== Task to carry out ==
Write out the data again in full, keeping every character the same.

======== Data shown ========

PR #1431, opened 2026-01-05
Add new offset(Blockface face, int i) method to Vector3f/d/i classes

Axionize:
Method like offset(BlockFace face) but for integer multiples.


booky10 (approved):

retrooper (changes requested):
It could help readers if the offset function were documented, particularly explaining the purpose of the integer 'i' argument.

retrooper (approved):
I approve of these changes now. Thanks for the revision.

========

== Answer to this exercise ==
PR #1431, opened 2026-01-05
Add new offset(Blockface face, int i) method to Vector3f/d/i classes

Axionize:
Method like offset(BlockFace face) but for integer multiples.


booky10 (approved):

retrooper (changes requested):
It could help readers if the offset function were documented, particularly explaining the purpose of the integer 'i' argument.

retrooper (approved):
I approve of these changes now. Thanks for the revision.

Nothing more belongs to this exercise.